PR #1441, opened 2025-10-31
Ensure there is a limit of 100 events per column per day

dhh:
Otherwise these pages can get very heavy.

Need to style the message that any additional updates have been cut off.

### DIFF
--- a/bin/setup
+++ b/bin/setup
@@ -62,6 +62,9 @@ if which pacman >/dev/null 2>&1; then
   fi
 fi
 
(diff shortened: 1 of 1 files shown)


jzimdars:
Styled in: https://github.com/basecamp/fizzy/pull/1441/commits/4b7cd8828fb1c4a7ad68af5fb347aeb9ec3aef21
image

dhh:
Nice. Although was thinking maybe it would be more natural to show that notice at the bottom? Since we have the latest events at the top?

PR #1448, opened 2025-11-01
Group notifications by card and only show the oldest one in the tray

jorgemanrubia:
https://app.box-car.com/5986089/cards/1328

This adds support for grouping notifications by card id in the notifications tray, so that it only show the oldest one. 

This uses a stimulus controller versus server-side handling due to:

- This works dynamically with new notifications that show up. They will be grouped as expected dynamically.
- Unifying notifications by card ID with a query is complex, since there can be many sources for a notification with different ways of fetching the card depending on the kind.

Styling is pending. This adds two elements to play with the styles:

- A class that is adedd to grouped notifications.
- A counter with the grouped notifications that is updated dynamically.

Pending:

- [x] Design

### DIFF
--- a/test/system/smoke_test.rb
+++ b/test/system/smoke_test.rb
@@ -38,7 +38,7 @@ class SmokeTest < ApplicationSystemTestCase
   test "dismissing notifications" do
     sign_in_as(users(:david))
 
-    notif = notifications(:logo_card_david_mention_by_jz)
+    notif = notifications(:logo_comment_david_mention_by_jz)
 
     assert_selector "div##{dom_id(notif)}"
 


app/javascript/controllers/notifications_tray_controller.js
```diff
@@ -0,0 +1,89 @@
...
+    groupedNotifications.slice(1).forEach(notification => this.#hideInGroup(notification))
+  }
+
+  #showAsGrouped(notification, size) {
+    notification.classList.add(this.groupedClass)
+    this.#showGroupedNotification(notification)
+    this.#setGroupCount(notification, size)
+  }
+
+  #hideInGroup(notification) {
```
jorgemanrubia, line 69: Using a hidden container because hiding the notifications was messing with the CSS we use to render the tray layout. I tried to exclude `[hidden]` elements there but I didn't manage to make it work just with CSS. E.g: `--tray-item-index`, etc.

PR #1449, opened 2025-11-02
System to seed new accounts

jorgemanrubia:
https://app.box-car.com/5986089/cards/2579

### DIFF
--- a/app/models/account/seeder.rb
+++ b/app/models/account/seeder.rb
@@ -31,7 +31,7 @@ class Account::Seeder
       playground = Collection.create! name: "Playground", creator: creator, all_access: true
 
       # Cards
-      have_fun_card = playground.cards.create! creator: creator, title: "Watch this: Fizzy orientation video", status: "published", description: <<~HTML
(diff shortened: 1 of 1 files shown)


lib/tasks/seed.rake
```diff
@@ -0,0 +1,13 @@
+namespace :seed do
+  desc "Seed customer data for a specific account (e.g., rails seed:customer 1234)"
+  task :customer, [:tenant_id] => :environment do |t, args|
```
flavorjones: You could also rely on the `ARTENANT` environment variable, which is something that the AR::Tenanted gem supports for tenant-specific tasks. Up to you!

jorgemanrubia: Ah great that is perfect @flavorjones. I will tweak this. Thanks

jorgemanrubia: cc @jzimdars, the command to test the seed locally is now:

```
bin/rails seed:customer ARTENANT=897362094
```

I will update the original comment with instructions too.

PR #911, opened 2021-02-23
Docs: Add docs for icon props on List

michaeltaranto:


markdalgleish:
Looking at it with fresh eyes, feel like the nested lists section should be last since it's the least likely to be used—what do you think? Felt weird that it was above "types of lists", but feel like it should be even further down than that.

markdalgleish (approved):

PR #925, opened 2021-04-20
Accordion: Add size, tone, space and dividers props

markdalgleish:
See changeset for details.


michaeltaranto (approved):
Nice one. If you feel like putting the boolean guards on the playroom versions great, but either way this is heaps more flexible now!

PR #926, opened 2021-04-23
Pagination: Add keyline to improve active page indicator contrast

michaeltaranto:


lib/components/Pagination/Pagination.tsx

• _Work required_: Find the line with "PR #926, opened 2021-04-23". Transcribe it and every line after it exactly, through the end of the records above, and nothing else.

• _Result of the exercise_:
PR #926, opened 2021-04-23
Pagination: Add keyline to improve active page indicator contrast

michaeltaranto:


lib/components/Pagination/Pagination.tsx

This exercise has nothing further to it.